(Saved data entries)
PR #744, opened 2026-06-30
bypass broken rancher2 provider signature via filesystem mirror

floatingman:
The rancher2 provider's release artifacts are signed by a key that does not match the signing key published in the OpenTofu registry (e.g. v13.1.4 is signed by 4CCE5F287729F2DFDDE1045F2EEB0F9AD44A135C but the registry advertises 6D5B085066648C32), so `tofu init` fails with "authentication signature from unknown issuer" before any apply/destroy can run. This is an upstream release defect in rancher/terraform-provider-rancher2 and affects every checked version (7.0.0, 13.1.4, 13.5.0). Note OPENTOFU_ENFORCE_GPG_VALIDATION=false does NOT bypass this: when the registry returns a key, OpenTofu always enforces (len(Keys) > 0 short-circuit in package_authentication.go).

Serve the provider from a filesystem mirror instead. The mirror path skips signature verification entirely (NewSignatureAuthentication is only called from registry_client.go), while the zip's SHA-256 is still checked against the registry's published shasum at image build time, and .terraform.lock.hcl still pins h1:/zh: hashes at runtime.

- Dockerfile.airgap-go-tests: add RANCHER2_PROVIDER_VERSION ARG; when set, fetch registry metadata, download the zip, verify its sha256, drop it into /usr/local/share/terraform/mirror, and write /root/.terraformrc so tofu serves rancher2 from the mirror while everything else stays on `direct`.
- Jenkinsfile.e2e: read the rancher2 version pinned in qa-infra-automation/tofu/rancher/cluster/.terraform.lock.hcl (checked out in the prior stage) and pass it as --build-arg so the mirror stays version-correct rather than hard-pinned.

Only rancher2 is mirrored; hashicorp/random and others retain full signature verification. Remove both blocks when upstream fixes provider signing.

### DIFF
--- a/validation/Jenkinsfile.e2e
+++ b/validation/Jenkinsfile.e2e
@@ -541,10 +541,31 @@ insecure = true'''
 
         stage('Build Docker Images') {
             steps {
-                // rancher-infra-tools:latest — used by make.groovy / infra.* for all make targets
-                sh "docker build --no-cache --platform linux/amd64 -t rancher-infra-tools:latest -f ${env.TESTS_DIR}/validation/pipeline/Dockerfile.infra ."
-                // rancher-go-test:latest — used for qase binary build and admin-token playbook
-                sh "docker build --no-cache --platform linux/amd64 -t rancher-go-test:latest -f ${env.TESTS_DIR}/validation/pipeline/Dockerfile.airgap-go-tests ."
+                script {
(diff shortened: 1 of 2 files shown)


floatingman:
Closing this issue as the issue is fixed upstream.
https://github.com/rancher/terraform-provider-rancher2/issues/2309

==

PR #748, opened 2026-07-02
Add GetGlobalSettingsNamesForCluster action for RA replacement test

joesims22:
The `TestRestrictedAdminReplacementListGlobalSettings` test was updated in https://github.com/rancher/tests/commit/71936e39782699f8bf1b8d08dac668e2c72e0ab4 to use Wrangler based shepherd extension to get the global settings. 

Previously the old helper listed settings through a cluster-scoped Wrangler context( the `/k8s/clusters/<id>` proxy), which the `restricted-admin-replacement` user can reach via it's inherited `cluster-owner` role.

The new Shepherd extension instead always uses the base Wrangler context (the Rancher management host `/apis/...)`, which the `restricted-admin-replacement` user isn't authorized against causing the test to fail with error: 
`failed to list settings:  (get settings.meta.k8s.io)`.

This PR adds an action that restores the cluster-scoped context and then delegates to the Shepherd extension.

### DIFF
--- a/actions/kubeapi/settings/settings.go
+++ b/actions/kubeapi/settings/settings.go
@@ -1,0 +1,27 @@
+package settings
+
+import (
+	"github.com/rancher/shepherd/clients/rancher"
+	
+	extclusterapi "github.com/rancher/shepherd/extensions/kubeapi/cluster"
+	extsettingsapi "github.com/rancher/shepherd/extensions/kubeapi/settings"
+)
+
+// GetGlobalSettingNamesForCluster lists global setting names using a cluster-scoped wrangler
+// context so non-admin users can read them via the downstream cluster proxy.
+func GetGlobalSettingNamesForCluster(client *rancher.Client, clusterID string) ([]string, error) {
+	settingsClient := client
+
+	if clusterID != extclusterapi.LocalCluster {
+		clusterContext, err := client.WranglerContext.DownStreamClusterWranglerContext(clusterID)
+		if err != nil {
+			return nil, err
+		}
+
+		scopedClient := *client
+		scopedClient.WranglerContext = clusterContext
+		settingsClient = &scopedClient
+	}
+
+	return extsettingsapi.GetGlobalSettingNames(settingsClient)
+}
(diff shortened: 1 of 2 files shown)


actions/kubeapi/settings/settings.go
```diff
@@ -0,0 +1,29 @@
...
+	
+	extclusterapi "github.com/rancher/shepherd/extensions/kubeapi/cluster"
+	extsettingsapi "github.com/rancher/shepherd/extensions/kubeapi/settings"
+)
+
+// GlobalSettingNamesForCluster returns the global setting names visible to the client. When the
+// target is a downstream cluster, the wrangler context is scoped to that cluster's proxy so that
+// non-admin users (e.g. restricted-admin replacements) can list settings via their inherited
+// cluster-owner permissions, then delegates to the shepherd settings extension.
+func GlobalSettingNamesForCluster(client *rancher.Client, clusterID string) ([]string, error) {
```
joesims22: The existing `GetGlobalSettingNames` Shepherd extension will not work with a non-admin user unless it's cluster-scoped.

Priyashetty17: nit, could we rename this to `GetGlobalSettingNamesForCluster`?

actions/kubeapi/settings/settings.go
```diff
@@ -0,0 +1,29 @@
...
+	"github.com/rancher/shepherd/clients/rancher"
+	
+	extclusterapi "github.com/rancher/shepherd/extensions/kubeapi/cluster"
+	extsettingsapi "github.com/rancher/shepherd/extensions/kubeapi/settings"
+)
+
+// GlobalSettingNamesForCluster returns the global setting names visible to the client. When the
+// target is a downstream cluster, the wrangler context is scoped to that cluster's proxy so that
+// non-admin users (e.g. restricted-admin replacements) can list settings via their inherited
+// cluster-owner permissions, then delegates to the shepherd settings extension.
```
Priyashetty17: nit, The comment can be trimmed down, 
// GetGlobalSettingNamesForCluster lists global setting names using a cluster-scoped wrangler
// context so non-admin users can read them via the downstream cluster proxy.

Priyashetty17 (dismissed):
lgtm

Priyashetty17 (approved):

**EXERCISE GOAL**.
Whenever a line in the data holds "verification", copy that line.

**EXERCISE SOLUTION**.
Serve the provider from a filesystem mirror instead. The mirror path skips signature verification entirely (NewSignatureAuthentication is only called from registry_client.go), while the zip's SHA-256 is still checked against the registry's published shasum at image build time, and .terraform.lock.hcl still pins h1:/zh: hashes at runtime.
Only rancher2 is mirrored; hashicorp/random and others retain full signature verification. Remove both blocks when upstream fixes provider signing.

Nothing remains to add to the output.